Data for this task:
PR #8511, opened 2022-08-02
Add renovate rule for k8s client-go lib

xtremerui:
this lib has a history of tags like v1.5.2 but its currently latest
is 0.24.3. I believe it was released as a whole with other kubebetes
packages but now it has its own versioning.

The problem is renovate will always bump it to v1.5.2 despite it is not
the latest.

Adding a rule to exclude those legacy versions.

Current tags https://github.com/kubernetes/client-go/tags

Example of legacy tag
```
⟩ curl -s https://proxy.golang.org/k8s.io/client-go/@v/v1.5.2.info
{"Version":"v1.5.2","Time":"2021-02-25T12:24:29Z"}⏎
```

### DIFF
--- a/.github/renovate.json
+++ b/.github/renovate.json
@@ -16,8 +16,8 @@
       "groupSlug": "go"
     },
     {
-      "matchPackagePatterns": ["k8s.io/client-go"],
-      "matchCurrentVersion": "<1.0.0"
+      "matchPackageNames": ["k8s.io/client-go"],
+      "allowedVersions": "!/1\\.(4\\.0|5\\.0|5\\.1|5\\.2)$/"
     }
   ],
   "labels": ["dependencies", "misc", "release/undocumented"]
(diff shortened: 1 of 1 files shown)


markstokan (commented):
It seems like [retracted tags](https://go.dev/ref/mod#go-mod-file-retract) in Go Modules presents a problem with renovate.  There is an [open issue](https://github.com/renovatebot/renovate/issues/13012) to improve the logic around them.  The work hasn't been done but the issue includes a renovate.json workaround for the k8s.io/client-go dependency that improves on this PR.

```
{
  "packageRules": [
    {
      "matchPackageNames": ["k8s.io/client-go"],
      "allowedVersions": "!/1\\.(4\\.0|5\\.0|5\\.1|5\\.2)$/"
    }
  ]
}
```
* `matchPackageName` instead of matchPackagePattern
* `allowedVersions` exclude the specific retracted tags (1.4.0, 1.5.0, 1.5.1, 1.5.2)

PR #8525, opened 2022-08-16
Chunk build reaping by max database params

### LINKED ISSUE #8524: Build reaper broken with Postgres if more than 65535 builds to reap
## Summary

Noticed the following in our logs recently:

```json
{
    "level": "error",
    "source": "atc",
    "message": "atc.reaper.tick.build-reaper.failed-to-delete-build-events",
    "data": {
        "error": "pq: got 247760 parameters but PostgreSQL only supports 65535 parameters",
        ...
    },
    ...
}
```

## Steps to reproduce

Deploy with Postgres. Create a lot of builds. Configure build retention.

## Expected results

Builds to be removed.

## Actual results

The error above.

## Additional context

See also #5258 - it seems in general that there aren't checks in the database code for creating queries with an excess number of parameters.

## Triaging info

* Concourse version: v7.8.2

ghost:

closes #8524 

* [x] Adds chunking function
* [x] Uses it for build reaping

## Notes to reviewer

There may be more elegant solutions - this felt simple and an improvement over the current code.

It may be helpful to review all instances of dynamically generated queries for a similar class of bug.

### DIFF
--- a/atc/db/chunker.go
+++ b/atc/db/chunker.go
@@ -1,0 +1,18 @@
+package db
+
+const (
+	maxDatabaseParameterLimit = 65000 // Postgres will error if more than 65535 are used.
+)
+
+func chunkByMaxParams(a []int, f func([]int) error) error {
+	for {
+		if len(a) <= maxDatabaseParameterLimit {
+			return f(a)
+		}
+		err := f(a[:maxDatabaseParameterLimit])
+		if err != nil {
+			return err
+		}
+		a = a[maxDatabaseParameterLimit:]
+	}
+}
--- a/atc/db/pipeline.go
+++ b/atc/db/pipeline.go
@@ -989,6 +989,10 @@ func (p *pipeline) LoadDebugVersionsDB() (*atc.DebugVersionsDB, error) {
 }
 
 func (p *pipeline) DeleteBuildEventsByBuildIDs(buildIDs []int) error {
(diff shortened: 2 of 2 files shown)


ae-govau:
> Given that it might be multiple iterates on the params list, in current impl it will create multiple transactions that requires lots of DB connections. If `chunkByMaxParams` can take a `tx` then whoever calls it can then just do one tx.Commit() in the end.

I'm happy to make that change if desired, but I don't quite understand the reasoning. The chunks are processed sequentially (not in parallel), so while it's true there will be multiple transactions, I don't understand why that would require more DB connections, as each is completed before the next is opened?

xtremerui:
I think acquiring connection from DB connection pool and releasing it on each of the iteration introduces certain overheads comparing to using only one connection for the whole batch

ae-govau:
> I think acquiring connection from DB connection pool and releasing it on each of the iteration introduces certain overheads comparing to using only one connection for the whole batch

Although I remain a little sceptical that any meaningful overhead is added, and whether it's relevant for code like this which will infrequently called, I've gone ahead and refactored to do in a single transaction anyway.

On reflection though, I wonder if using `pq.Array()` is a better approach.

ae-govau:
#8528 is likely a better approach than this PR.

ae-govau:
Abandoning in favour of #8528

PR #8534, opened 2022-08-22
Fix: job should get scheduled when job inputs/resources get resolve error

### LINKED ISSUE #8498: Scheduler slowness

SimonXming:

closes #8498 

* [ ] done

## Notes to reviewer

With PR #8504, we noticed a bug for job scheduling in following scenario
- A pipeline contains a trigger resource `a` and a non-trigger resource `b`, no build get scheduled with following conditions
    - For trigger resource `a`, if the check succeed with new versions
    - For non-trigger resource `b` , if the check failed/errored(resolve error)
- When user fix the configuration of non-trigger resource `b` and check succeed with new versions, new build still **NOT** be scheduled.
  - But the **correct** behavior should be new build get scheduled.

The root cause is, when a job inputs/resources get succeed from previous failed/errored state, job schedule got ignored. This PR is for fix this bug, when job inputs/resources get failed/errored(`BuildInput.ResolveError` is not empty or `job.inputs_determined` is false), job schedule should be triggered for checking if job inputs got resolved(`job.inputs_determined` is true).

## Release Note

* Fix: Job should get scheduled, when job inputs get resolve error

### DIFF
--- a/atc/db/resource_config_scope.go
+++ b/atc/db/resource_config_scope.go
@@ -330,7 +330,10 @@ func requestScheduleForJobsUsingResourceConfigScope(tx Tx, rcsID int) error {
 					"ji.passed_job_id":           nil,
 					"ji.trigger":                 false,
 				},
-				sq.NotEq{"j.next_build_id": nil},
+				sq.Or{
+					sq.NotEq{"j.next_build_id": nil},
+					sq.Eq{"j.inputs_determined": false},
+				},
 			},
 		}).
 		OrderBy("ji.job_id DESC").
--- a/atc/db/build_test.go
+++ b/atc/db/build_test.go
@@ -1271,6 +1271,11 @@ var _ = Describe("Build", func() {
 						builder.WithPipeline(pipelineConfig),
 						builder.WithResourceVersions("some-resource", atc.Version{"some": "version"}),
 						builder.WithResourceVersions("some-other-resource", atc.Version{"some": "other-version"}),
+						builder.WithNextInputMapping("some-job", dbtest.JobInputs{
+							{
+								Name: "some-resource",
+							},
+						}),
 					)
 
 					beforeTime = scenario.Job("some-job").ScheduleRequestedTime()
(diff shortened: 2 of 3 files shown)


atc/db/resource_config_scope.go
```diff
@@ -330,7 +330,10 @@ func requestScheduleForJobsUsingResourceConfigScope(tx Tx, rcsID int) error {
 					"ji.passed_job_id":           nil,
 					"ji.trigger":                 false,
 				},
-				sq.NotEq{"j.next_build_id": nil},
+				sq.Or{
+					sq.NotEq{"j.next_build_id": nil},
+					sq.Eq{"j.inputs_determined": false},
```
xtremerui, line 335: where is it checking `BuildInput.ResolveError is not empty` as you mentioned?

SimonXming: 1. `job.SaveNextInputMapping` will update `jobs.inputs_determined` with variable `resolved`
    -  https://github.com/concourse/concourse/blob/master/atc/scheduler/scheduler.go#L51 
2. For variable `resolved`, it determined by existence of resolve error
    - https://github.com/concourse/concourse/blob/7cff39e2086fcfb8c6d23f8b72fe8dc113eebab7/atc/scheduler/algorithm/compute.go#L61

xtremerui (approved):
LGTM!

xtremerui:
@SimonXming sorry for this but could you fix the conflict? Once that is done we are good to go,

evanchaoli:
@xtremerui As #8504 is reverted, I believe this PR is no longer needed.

How to complete this task: Read the lines above. Gather those in which the string "errored" is found.

Reply to the task:
    - For non-trigger resource `b` , if the check failed/errored(resolve error)
The root cause is, when a job inputs/resources get succeed from previous failed/errored state, job schedule got ignored. This PR is for fix this bug, when job inputs/resources get failed/errored(`BuildInput.ResolveError` is not empty or `job.inputs_determined` is false), job schedule should be triggered for checking if job inputs got resolved(`job.inputs_determined` is true).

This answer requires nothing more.